Items from a dataset:
= Beginning of Section =

PR #19, opened 2016-12-15
SCMNavigator needs an ID of the thing being navigated

stephenc:
- Otherwise we cannot track the fetched actions across configuration tweaks

@reviewbybees

### DIFF
--- a/src/main/java/jenkins/scm/api/SCMNavigator.java
+++ b/src/main/java/jenkins/scm/api/SCMNavigator.java
@@ -107,6 +107,13 @@ public abstract class SCMNavigator extends AbstractDescribableImpl<SCMNavigator>
                 // and even if we glom some legitimate text, the chances of a duplicate that is otherwise
                 // the same but has a critical difference in a regular value that happens to contain
                 // plugin="xys@abc" is sufficiently low.
+                //
+                // We can use a generated ID based on the initial serialization digest because any implementation
+                // that does not have an id() override will not have a fetchActions() override either
+                // so there will be no actions to retain anyway.
+                //
+                // Real implementations should not use this type of scheme for generating their id, rather
+                // they should construct their id explicitly.
                 id = getClass().getName() + "::" + Util.getDigestOf(Items.XSTREAM.toXML(this)
                         .replaceAll(" plugin=(('[^']+@[^']+')|(\"[^\"]+@[^\"]+\"))", ""));
             } else {
--- a/src/main/java/jenkins/scm/api/SCMNavigator.java
+++ b/src/main/java/jenkins/scm/api/SCMNavigator.java
@@ -33,6 +33,7 @@ import hudson.model.AbstractProject;
 import hudson.model.Action;
 import hudson.model.Actionable;
 import hudson.model.Item;
+import hudson.model.Items;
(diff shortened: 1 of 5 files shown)


src/main/java/jenkins/scm/api/SCMNavigator.java
```diff
@@ -64,12 +66,92 @@
             = new AlternativeUiTextProvider.Message<SCMNavigator>();
 
     /**
+     * Cache of the ID of this {@link SCMNavigator}.
+     * @since FIXME
```
jglick: No need for `@since` on a non-API field.

src/main/java/jenkins/scm/api/SCMNavigator.java
```diff
@@ -64,12 +66,92 @@
...
+        if (id == null) {
+            if (MethodUtils.isAbstract(getClass(), "id")) {
+                // we need to ensure that upgrading the plugin does not change the digest
+                // processing XML with a regex is usually a bad thing. In this case we have a sufficiently
+                // strict set of requirements to match (shortname)@(version) and the constraints on the
+                // shortname and version are such that we can have a high degree of certainty of a match
+                // and even if we glom some legitimate text, the chances of a duplicate that is otherwise
+                // the same but has a critical difference in a regular value that happens to contain
+                // plugin="xys@abc" is sufficiently low.
+                id = getClass().getName() + "::" + Util.getDigestOf(Items.XSTREAM.toXML(this)
```
jglick: Does the XStream form not already include this class name?

src/main/java/jenkins/scm/api/SCMNavigator.java
```diff
@@ -64,12 +66,92 @@
...
+            } else {
+                id = getClass().getName() + "::" + id();
+            }
+        }
+        return id;
+    }
+
+    /**
+     * If implementations are using {@link DataBoundSetter} on fields that affect the {@link #id()} calculation then
+     * those fields must call {@link #resetId()} if they may have invalidated the cached {@link #getId()}.
```
jglick: IMO better to leave the choice of whether a cache is needed up to the implementation, and just have

```java
public String getId() {
    return getClass().getName() + "::" + Util.getDigestOf(Items.XSTREAM.toXML(this)
        .replaceAll(" plugin=(('[^']+@[^']+')|(\"[^\"]+@[^\"]+\"))", ""));
}
```

After all, the current system will not correctly `resetId` when there are configuration changes in implementations failing to override `id`.

src/main/java/jenkins/scm/api/SCMNavigator.java
stephenc: Class name is for debugabilty and to namespace impls

src/main/java/jenkins/scm/api/SCMNavigator.java
stephenc: Needed on SPI fields such as this

src/main/java/jenkins/scm/api/SCMNavigator.java
stephenc: Old impls will not have `fetchActions` so probably a moot point for them!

= End of Section =

Render the whole set of entries again, exactly as given.

EXERCISE RESULT —
PR #19, opened 2016-12-15
SCMNavigator needs an ID of the thing being navigated

stephenc:
- Otherwise we cannot track the fetched actions across configuration tweaks

@reviewbybees

### DIFF
--- a/src/main/java/jenkins/scm/api/SCMNavigator.java
+++ b/src/main/java/jenkins/scm/api/SCMNavigator.java
@@ -107,6 +107,13 @@ public abstract class SCMNavigator extends AbstractDescribableImpl<SCMNavigator>
                 // and even if we glom some legitimate text, the chances of a duplicate that is otherwise
                 // the same but has a critical difference in a regular value that happens to contain
                 // plugin="xys@abc" is sufficiently low.
+                //
+                // We can use a generated ID based on the initial serialization digest because any implementation
+                // that does not have an id() override will not have a fetchActions() override either
+                // so there will be no actions to retain anyway.
+                //
+                // Real implementations should not use this type of scheme for generating their id, rather
+                // they should construct their id explicitly.
                 id = getClass().getName() + "::" + Util.getDigestOf(Items.XSTREAM.toXML(this)
                         .replaceAll(" plugin=(('[^']+@[^']+')|(\"[^\"]+@[^\"]+\"))", ""));
             } else {
--- a/src/main/java/jenkins/scm/api/SCMNavigator.java
+++ b/src/main/java/jenkins/scm/api/SCMNavigator.java
@@ -33,6 +33,7 @@ import hudson.model.AbstractProject;
 import hudson.model.Action;
 import hudson.model.Actionable;
 import hudson.model.Item;
+import hudson.model.Items;
(diff shortened: 1 of 5 files shown)


src/main/java/jenkins/scm/api/SCMNavigator.java
```diff
@@ -64,12 +66,92 @@
             = new AlternativeUiTextProvider.Message<SCMNavigator>();
 
     /**
+     * Cache of the ID of this {@link SCMNavigator}.
+     * @since FIXME
```
jglick: No need for `@since` on a non-API field.

src/main/java/jenkins/scm/api/SCMNavigator.java
```diff
@@ -64,12 +66,92 @@
...
+        if (id == null) {
+            if (MethodUtils.isAbstract(getClass(), "id")) {
+                // we need to ensure that upgrading the plugin does not change the digest
+                // processing XML with a regex is usually a bad thing. In this case we have a sufficiently
+                // strict set of requirements to match (shortname)@(version) and the constraints on the
+                // shortname and version are such that we can have a high degree of certainty of a match
+                // and even if we glom some legitimate text, the chances of a duplicate that is otherwise
+                // the same but has a critical difference in a regular value that happens to contain
+                // plugin="xys@abc" is sufficiently low.
+                id = getClass().getName() + "::" + Util.getDigestOf(Items.XSTREAM.toXML(this)
```
jglick: Does the XStream form not already include this class name?

src/main/java/jenkins/scm/api/SCMNavigator.java
```diff
@@ -64,12 +66,92 @@
...
+            } else {
+                id = getClass().getName() + "::" + id();
+            }
+        }
+        return id;
+    }
+
+    /**
+     * If implementations are using {@link DataBoundSetter} on fields that affect the {@link #id()} calculation then
+     * those fields must call {@link #resetId()} if they may have invalidated the cached {@link #getId()}.
```
jglick: IMO better to leave the choice of whether a cache is needed up to the implementation, and just have

```java
public String getId() {
    return getClass().getName() + "::" + Util.getDigestOf(Items.XSTREAM.toXML(this)
        .replaceAll(" plugin=(('[^']+@[^']+')|(\"[^\"]+@[^\"]+\"))", ""));
}
```

After all, the current system will not correctly `resetId` when there are configuration changes in implementations failing to override `id`.

src/main/java/jenkins/scm/api/SCMNavigator.java
stephenc: Class name is for debugabilty and to namespace impls

src/main/java/jenkins/scm/api/SCMNavigator.java
stephenc: Needed on SPI fields such as this

src/main/java/jenkins/scm/api/SCMNavigator.java
stephenc: Old impls will not have `fetchActions` so probably a moot point for them!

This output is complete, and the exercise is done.